I'd like every line in the following listing that holds "consentless" copied.

- - - -

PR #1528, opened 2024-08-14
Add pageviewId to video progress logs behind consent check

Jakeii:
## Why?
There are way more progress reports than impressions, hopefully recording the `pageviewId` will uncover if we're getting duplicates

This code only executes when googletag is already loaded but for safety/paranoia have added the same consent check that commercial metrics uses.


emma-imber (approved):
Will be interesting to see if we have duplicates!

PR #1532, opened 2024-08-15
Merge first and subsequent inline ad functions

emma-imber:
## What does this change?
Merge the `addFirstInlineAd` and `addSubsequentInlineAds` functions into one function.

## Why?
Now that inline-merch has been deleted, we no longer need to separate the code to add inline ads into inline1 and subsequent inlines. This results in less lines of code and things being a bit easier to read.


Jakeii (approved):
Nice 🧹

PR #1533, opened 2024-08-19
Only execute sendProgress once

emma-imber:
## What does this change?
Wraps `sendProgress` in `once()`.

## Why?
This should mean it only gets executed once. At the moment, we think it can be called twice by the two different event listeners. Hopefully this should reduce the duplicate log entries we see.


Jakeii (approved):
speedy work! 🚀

- - - -

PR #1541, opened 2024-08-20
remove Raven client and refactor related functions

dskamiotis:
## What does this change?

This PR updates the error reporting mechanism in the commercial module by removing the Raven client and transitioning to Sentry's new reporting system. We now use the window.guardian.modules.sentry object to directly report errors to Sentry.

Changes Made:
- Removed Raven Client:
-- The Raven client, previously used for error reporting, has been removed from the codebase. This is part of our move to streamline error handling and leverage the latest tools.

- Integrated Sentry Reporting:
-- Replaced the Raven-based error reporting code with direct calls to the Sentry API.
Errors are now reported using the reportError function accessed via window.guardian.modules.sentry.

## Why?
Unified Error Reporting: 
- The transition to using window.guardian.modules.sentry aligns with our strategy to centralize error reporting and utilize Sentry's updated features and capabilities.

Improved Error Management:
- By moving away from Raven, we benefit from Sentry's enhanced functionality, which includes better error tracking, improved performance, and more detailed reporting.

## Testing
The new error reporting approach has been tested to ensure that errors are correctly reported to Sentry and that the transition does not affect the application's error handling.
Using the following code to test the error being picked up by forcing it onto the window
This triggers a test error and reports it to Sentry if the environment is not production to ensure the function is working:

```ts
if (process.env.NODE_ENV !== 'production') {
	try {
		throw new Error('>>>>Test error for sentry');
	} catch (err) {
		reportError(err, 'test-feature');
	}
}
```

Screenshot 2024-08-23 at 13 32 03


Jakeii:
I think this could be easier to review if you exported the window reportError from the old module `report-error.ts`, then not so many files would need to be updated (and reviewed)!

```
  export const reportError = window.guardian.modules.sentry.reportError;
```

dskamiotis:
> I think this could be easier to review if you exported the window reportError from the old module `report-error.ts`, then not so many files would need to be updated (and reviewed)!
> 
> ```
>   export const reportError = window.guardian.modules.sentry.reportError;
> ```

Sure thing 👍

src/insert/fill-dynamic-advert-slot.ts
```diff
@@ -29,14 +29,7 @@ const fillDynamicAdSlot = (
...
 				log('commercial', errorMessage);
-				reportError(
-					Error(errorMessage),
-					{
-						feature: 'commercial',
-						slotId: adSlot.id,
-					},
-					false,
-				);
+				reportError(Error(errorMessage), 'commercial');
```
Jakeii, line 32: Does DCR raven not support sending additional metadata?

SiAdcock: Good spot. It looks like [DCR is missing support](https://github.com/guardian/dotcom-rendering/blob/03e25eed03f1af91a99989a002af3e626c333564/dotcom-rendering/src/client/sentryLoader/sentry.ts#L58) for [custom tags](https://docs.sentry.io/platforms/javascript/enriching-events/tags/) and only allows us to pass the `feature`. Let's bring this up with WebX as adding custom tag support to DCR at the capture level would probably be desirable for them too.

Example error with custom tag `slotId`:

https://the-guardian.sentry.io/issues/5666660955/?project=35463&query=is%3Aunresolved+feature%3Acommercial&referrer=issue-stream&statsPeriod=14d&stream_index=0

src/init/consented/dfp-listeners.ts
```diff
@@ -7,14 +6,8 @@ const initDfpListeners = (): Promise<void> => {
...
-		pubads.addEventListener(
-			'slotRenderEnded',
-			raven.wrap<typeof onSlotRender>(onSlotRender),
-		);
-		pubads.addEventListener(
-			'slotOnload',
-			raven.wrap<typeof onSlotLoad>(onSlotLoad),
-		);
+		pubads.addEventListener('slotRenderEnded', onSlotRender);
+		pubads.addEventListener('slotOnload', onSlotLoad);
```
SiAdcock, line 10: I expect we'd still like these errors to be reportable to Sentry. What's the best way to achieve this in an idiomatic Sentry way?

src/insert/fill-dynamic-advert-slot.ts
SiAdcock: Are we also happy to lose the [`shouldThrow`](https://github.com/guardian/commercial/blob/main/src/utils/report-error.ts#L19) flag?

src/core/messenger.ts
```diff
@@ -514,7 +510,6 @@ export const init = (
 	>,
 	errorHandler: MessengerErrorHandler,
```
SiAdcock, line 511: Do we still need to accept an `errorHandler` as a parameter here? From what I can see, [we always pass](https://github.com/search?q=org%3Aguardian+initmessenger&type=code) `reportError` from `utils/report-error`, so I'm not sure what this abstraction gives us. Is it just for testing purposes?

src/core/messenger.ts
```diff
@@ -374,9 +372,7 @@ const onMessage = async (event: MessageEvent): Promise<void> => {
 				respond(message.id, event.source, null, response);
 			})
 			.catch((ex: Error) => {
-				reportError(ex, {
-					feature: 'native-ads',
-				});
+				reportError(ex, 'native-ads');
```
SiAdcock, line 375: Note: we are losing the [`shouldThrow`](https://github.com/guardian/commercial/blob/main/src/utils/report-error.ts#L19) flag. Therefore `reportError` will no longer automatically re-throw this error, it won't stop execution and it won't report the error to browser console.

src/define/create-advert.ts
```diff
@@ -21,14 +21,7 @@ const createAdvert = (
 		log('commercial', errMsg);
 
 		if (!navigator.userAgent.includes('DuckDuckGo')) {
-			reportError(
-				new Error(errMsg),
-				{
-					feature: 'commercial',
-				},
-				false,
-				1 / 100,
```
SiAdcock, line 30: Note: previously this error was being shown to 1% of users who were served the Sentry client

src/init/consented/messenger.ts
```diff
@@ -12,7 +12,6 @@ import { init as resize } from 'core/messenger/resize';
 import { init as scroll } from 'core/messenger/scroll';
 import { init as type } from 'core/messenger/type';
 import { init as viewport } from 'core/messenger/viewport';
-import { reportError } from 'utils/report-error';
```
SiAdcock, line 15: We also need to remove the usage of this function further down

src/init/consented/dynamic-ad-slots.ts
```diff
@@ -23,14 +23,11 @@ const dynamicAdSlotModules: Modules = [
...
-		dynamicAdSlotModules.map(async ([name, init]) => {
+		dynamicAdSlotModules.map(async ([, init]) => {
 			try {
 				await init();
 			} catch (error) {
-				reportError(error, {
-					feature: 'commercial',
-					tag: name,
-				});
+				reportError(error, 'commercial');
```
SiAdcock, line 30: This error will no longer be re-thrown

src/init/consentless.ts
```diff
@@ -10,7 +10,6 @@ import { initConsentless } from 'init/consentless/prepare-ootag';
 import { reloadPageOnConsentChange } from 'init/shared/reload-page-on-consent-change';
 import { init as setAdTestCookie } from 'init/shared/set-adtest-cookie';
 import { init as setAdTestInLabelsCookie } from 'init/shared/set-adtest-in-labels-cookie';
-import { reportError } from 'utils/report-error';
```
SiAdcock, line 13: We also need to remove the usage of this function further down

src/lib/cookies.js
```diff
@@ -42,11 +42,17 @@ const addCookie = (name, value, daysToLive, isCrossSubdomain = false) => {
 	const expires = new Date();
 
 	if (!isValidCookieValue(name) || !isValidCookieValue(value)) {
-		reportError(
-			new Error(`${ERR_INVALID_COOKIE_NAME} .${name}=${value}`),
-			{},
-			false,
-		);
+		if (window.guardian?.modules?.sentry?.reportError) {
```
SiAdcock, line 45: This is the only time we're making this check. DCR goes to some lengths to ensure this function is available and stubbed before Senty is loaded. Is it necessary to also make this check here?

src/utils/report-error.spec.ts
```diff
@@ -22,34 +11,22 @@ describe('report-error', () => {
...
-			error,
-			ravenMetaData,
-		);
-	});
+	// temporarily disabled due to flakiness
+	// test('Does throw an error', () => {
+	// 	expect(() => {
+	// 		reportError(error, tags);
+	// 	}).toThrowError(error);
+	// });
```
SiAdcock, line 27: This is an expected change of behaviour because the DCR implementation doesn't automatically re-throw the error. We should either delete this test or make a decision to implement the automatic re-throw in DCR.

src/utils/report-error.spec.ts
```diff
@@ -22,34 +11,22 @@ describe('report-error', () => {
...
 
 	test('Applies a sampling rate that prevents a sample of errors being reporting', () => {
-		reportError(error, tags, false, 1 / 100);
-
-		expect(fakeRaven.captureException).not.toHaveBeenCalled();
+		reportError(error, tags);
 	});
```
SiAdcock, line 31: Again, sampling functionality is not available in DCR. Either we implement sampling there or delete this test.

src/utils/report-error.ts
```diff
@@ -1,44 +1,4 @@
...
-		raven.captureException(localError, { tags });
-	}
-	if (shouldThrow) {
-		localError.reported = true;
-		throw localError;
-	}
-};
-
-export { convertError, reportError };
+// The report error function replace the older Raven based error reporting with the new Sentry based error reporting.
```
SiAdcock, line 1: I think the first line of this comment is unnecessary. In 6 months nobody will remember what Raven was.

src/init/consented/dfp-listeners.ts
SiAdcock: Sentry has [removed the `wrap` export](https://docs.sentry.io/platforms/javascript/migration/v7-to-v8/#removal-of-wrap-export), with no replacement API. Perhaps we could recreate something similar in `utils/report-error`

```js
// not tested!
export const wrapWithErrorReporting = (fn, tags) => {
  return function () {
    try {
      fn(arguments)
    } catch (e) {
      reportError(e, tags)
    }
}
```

- - - -

• Output:
src/init/consentless.ts
@@ -10,7 +10,6 @@ import { initConsentless } from 'init/consentless/prepare-ootag';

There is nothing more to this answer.